The labor movement has always been one of the principal targets of this police disruption. During an electrical workers strike in 1978, for example, a police agent conducted sabotage against the company. The bosses and the press then blamed the union for the action. In May 2000, the FBI released thousands of previously classified documents on the systematic campaign by the secret police against the pro-independence movement. Then FBI director Louis Freeh admitted that the agency had engaged in “egregious illegal action, maybe criminal action” on the island, but claimed that such activities were a thing of the past.
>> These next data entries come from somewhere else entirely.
PR #7735, opened 2025-08-06
feat(tree-view): add high-contrast border

### LINKED ISSUE #7608: High contrast borders - Tree view
https://www.figma.com/design/wKcOq7IrzfL1gEK2mocd6r/Semantic-dimension-border-width----font-weight-adjustment-test?node-id=10994-65004

srambach:
Fixes #7608 

Adds border as ::after on the __node.
For compact variation, sets the border width to 0 so that the borders don't show, since the hover does not cause highlighting. 

However, questions for @lboehling -
1. In the compact variation, do you want hover to show borders?
2. In the compact variation with a background, do you want to show borders around each node?
^^ answered in slack - ok to go with no borders

[Figma link](https://www.figma.com/design/iT76DS020Ry1Wswfc0Hmes/branch/wKcOq7IrzfL1gEK2mocd6r/High-Contrast-Exploration?m=auto&node-id=10994-65004&t=DSuEchl5SfZjfWQy-1)

### DIFF
--- a/src/patternfly/components/TreeView/tree-view.scss
+++ b/src/patternfly/components/TreeView/tree-view.scss
@@ -18,10 +18,10 @@ $pf-v6-c-tree-view--MaxNesting: 10 !default;
   --#{$tree-view}__node--Color: var(--pf-t--global--text--color--subtle);
   --#{$tree-view}__node--BackgroundColor: transparent;
   --#{$tree-view}__node--BorderRadius: var(--#{$tree-view}__content--BorderRadius);
-  --#{$tree-view}__node--BorderWidth: 0;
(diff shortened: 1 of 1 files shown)


lboehling (commented):
image

Per slack convo -- I think that we should just go with the top level, red borders in the example above for compact tree view (with and without bkg). When i had initially reviewed, i was just thinking about tree view expansion, not row selects. the red border option definitely makes the clickable interaction area the most clear.

Otherwise this looks good thank you!

lboehling (approved):
thank you! looks good!

mcoker (approved):
👏🤖
`LBLEEPBLOOPTM`

PR #2299, opened 2026-02-04
Add functionality for bulk vulnerability analysis Disable/Enable

ColeHiggins2:
Views and entities for Bulk Vulnerability Analysis Disable/Enable


LadislavVasina1 (approved):
ACK, let's wait for PRT to pass in the robottelo

PR #2300, opened 2026-02-05
Updated views and added helper method to support multi-cv activation key

jnagare-redhat:
Updated views and added helper method to support multi-cv activation key
New Modal was added in recent snap to select LCE and CV as a part of Multi-CV functionality
Screenshot From 2026-02-05 15-37-53


ColeHiggins2 (approved):
Nice work! I have no problems with this

synkd (approved):
One non-blocking request, otherwise this looks good.

PR #2308, opened 2026-02-10
Updated multiCV modal locator to support bulk update as well

jnagare-redhat:
MultiCV bulk update `Manage content->Content view environments` modal/View has some different locator. To reuse same Modal/View that we used for activation key and host overview I have updated locators.
Robotello PR:https://github.com/SatelliteQE/robottelo/pull/20755

### DIFF
--- a/airgun/entities/all_hosts.py
+++ b/airgun/entities/all_hosts.py
@@ -110,8 +110,8 @@ class AllHostsEntity(BaseEntity):
     def manage_cve(self, lce_name=None, cv_name=None):
         """Bulk reassign Content View Environments through the All Hosts page
         args:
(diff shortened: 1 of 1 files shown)


airgun/entities/all_hosts.py
vijaysawant: please update the doc string as well according to updated parameter list.
```suggestion
    def manage_cve(self, lce_name=None, cv_name=None):
"""Bulk reassign Content View Environments through the All Hosts page
       args:
           lce_name (str): Lifecycle Environment to swap the hosts to.
           cv_name (str): CV within that LCE to assign the hosts to.
       """
```

PR #2313, opened 2026-02-11
Fix some search bugs with CV UI

sambible:
Just fixes some small problems that have crept into CV UI over the last year or so.

Removing the 
```search = PF4Search()``` 
is fine, since it uses SearchableViewMixin, like most other pages.

### CODE REVIEW

**Comment by sambible** [comment]
```
trigger: test-robottelo
pytest: tests/foreman/ui/test_contentview.py
```

PR #2327, opened 2026-02-26
Add locator support for OpenShift Virtualization

amolpati30:
This change introduces locator support for OpenShift Virtualization. With this enhancement, during host creation, the automation framework will dynamically resolve the appropriate UI elements and navigation paths specific to OpenShift Virtualization, ensuring the correct workflow is executed.


Gauravtalreja1 (commented):
Great job @amolpati30 , added a few comments and could you also add locators for ComputeResource page so this PR covers everything related to OCP-V?

sambible (approved):
Looks good, but I'd like to see a test utilizing the ComputeResource page locators. If that's out of scope for the robottelo PR, can we create an issue to make sure we come back and do it?

PR #2332, opened 2026-03-09
Update entities for new content credentials UI list page

sjha4:
Testing out claude agent team work for new entities in Airgun for the new UI here: https://github.com/Katello/katello/pull/11671


sambible (changes requested):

This is not true. Under the banner of “homeland security” and fighting the “war on terrorism,” disruption activities by the political police both on a federal and local level have been increasing inside the United States and Puerto Rico. Both the Democratic and Republican parties have been pressing for greater centralization of federal police agencies, aimed at making them more effective for spying and disruption of unions and other organizations.

The FBI’s documented repertoire of political disruption techniques in Puerto Rico have included writing poison pen letters to activists and newspapers slandering members of the independence movement, infiltrating political groups, blaming acts of violence committed by police agents on unionists and independence fighters, and collaborating with local police to frame up—and in some cases assassinate—independentistas.

As recently as 1999, the FBI used a paid provocateur, Rafael Marrero, and a string of FBI agents as the principal “witnesses” in its frame-up of pro-independence fighter José Solís Jordán on charges of attempting to blow up a military recruitment center in Chicago. Marrero’s testimony was also the keystone for the FBI witch-hunt against independence activists at Clemente High School in Chicago during the same period on charges of stealing money from the school. After an intensive investigation and public hearings by the Illinois state senate, no evidence was produced to support Marrero’s lies.

Now, as the bosses and the colonial government in Puerto Rico seek to extract concessions from workers at the public utility, violence-baiting and police intimidation remain the stock-in-trade of the ruling class against the workers movement.

“Like other unions, the UIA has been accused of sabotage,” Ramos said. “They have taken things our union president said out of context to justify claims that the union is planning violence and sabotage. These attacks aren’t only aimed at us. Recently 37 members of the electrical workers union were arrested for protesting the use of nonunion workers to lay cable at a project run by the electrical company. The bosses called the police and they came in riot gear and arrested the unionists.”

Ramos said the UIA and other major unions in Puerto Rico are discussing ways to respond to these attacks on the labor movement. Coordinated protest actions, including a possible strike, are under discussion and will be announced soon. “Nothing will stop us from defending our gains,” said Ramos.